Concert to feature 'Cello Sonata,' 'Piano Quintet,' music of *Lady Macbeth*

The Department of Music in Arts & Sciences will mark the centennial year of the birth of Russian composer Dmitri Shostakovich (1906-1975) with a concert that includes several of his most popular chamber works.

The performance begins at 7 p.m. Sunday, Oct. 15, in Whitaker Hall Auditorium. The concert is free and open to the public.

The program will feature Shostakovich’s “Cello Sonata in D minor, op. 40”; “Piano Quintet in G minor, op. 57”; and two scenes from the opera Lady Macbeth of the Mtsensk District. All were written between 1930 and 1940 — a period that brought great acclaim and great turbulence to the composer’s professional life.

Shostakovich began composing Lady Macbeth, based on a novella by Nikolai Leskov, in 1930. It tells the story of Katerina Ismailova, a neglected wife trapped in a destructive marriage to a provincial merchant, who is driven to murder her husband.

Simultaneous premieres took place in Moscow and Leningrad in 1934 and brought the composer much critical praise.

However, in 1936 an article titled “Muddle Instead of Music”— allegedly written by Stalin himself — appeared in Pravda. It labeled Shostakovich’s work as vulgar and cacophonous and threatened that things “could go very badly” if the composer did not change his ways.

Shostakovich appeared before the Composers’ Union in Moscow, where he was labeled a “bourgeois aesthete and formalist.”

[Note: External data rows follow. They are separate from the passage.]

Issue #412, opened 2022-02-03
Sensor data message timestamps should represent data acquisition time


trey0:
Astrobee FSW generates many sensor data messages with timestamps. For best data quality, it can be important for these timestamps to reflect the sensor data acquisition time as accurately as possible.

For example, you may want to register the location of a HazCam image in a 3D map using localization from bracketing NavCam images, so the best estimate of the HazCam position comes from interpolating between the NavCam positions. But that means any error in the HazCam timestamp will directly affect its estimated position and reduce the quality of the resulting map.

A typical pattern we have been using is to receive data from a sensor driver, do some of our own minor processing to reformat the data as a ROS message, then publish the ROS message with `msg.header.stamp` set to `ros::Time::now()`. In other words, the timestamp is set to the publish time rather than the data acquisition time, and these times may differ significantly, with no guarantee that the offset between them is consistent (since the processing time can vary based on system load and other factors).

Yet his response to the criticism remains controversial to this day, as scholars continue to assess whether the composer took “corrective” measures in his music or whether he veiled sarcastic retorts in music too subtle for Stalin’s regime to discern.

Mezzo soprano Noël Prince, instructor in voice, will perform two monologues from Lady Macbeth as well as a pair of early songs, “The Cricket and the Ant” and “The Ass and the Nightingale.” Accompanying Prince will be pianist Hugh Macdonald, Ph.D., the Avis H. Blewett Professor of Music, who prepared English translations of the texts.

The “Cello Sonata,” composed shortly after the premiere of Lady Macbeth, contains charming pastoral references and melodic elements reflective of the late Romantic period, though the final two movements also contain a darkness and sarcasm that tints much of Shostakovich’s work. Performers are Hugh Macdonald and cellist Elizabeth Macdonald, director of strings.

The final work on the concert, the “Piano Quintet,” was written in 1940 and enjoyed great popularity, despite being marked by a sense of satire and irony. Still, in 1941 the “Quintet” won the Stalin Prize, thus further distorting perceptions about the composer’s relationship to the Soviet dictator.

Pianist for the quintet is Seth Carlin, professor of music. Also featured are Elizabeth Macdonald and three members of the Saint Louis Symphony Orchestra: violist Mike Chen and violinists Dana Myers and Charlene Clark.